• [Your instructions]: How many lines in the material contain the string "software"? Only the number is wanted.
Segment Open
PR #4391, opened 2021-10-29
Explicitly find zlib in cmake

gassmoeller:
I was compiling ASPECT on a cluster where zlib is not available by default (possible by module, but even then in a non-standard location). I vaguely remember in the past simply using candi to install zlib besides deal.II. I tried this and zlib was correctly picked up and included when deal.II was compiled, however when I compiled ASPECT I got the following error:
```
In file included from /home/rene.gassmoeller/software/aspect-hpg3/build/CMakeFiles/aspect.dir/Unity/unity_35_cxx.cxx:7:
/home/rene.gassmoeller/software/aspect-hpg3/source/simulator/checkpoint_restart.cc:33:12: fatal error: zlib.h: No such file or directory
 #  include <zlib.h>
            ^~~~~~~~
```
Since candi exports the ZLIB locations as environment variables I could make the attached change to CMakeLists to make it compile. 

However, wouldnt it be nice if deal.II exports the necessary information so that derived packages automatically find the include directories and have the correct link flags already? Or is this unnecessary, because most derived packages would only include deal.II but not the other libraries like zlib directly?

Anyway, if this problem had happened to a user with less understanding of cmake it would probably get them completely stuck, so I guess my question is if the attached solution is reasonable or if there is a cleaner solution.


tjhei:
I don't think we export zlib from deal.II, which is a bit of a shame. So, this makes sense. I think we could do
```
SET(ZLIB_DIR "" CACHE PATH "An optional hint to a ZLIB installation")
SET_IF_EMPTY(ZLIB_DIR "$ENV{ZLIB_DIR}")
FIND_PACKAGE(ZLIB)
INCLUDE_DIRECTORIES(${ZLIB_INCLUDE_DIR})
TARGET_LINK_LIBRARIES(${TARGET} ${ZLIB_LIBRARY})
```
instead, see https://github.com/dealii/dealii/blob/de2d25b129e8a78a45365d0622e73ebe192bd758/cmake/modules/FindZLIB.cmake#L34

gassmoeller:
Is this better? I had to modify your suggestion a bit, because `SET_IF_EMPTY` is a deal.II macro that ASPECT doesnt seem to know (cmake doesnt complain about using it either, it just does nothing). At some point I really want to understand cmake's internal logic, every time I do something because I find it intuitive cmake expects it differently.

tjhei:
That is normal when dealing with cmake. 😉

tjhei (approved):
Segment Closed
• [Problem solution]: 2